Scenario #3: Public Presentations

Williams argues that being able to effectively deliver public speeches or presentations is a crucial skill because it can expand your career options and professional network and help you share your ideas. (Shortform note: Public speaking is not only important for expanding career options and sharing ideas—experts note that it can also boost your confidence and help you overcome anxiety.)

Here are four tips to help you prepare for and execute an effective presentation:

Tip #1: Choose a Relevant, Helpful Topic

To engage your audience, Williams says you must understand them so you can select a topic that they’re interested in. The best way to interest them is by providing them with something they need—solutions, advice, or information. For example, imagine that you’re a guest speaker at a library event for kids who are bored at home for the summer. They probably want to learn about something fun they can do to pass the time. The topic of your speech can be about how to build a model volcano at home—something that will solve their problem of boredom.

(Shortform note: Other experts reiterate the importance of understanding your audience so you can pick an effective topic. They elaborate that you should specifically seek out information like the audience’s age, gender, beliefs, seniority, education, hobbies, experience, ethnicity, and employment. This will help you better determine what they’re interested in and what service you can provide that they might need.)

Tip #2: Write Your Speech

Williams says that the first step of writing your speech is researching all angles of your topic so you’re knowledgeable and can answer any questions you’re asked. (Shortform note: Researching thoroughly also allows you to develop unique insights that will make your speech stand out.)

Once you have this background knowledge, it’s time to write your speech. One possible speech structure is to start by catching the audience’s attention by introducing a problem they have that you can solve. Then, explain why they're struggling to solve that problem and provide your solution. Next, provide facts supporting your solution, explain why it works, and show the audience how it’ll solve the problem. Conclude by calling your audience to take action.

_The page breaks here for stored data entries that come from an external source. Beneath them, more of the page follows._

PR #8442, opened 2021-04-16
fix(CodeSnippet): right-align overflow indicator if no copy button

### LINKED ISSUE #8439: CodeSnippet singleline right overflow indicator is too far left if hideCopyButton === true

- [ ] `carbon-components`

## Detailed description

I believe this issue is in the Carbon Design system itself, but I just reproduced it in the React implementation.

If the singleline code snippet doesn't have a copy button, the right overflow indicator will not change its position and will overlay the text in an ugly way:

image

While the left indicator is at the left edge of the snippet, the right indicator is offset by 2.5rem.

1. Open the [Code Snippet playground](https://react.carbondesignsystem.com/?path=/story/components-codesnippet--playground)
2. Active the `hideCopyButton` checkbox under Knobs
3. See that the overflow indicator is placed too far left in the singleline snippet

tw15egan:
Closes https://github.com/carbon-design-system/carbon/issues/8439

Adjusts the right overflow indicator when the `hideCopyButton` prop is passed down so that the overflow indicator aligns to the right. 

#### Changelog

**New**

- `right: 0` when `no-copy` class is present

#### Testing / Reviewing

In the storybook, go to `CodeSnippet --> Playground`  and see that the overflow indicator for the Single variant is there. Now, check the `hideCopyButton` prop and ensure the indicator is now flush against the right edge of the snippet


packages/components/src/components/code-snippet/_code-snippet.scss
```diff
@@ -502,6 +502,10 @@
     right: $carbon--spacing-08;
   }
 
+  .#{$prefix}--snippet--single .#{$prefix}--snippet__overflow-indicator--flush {
+    right: 0;
+  }
```
emyarod:
```suggestion
  .#{$prefix}--snippet--single.#{$prefix}--snippet--no-copy
    .#{$prefix}--snippet__overflow-indicator--right {
    right: 0;
  }
```

packages/react/src/components/CodeSnippet/CodeSnippet.js
```diff
@@ -164,6 +164,13 @@ function CodeSnippet({
     [`${prefix}--snippet--wraptext`]: wrapText,
   });
 
+  const codeSnippetOverflowClasses = classNames(
+    `${prefix}--snippet__overflow-indicator--right`,
+    {
+      [`${prefix}--snippet__overflow-indicator--flush`]: hideCopyButton,
+    }
+  );
+
```
emyarod:
```suggestion
```

packages/react/src/components/CodeSnippet/CodeSnippet.js
```diff
@@ -239,9 +246,7 @@ function CodeSnippet({
       {hasLeftOverflow && (
         <div className={`${prefix}--snippet__overflow-indicator--left`} />
       )}
-      {hasRightOverflow && (
-        <div className={`${prefix}--snippet__overflow-indicator--right`} />
-      )}
+      {hasRightOverflow && <div className={codeSnippetOverflowClasses} />}
```
emyarod:
```suggestion
      {hasRightOverflow && (
        <div className={`${prefix}--snippet__overflow-indicator--right`} />
      )}
```

emyarod (commented):
I believe we can use the existing classes instead of introducing a new one

tw15egan:
@emyarod just pushed up a change that removed the extra class 😄

tay1orjones (approved):

emyarod (approved):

(Shortform note: While Williams provides an effective structure for speeches that have a clear problem and solution, for other types of speeches, alternative formats may be more effective—for example, for speeches meant to entertain or inform. To write an effective speech, you must choose a structure that’s appropriate for your topic. For example, a problem-solution format won’t be effective for an informative speech about the history of AI. Instead, a chronological format may work best.)

Tip #3: Prepare for Your Presentation

Williams recommends practicing reciting your speech mostly from memory in the days before your performance—you don’t want to read your entire speech from a sheet of paper during your presentation. Instead, create notecards with refreshers of your main points that can help spark your memory during your speech.

(Shortform note: Consider practicing your speech in front of an audience—even if it’s just a few friends. This will help you get used to being in front of people so you’ll feel more confident during your presentation. Further, make your cue cards more user-friendly by including only one main idea per card, using a heading to indicate which part of the speech the card pertains to, and including plenty of blank space on the card so it’s easy to read from.)

Tip #4: Execute Your Speech

Williams says you must stand up straight and exude confidence while presenting—this will make people more inclined to listen to you. Further, be enthusiastic to get your audience excited, and speak to them in a conversational manner. If you come off as overly professional, the audience may struggle to relate to you and lose interest in your message.

(Shortform note: Chris Anderson, curator of TED, adds a few tips to help you effectively execute your speech. To exude confidence through your posture, keep your lower body grounded—swaying or shuffling your feet portrays nervousness. Instead, move your upper body—specifically, use hand gestures for emphasis and to portray enthusiasm. Further, Anderson warns not to be too enthusiastic or passionate, as this can disrupt your ability to be conversational with your audience—you must strike a balance.)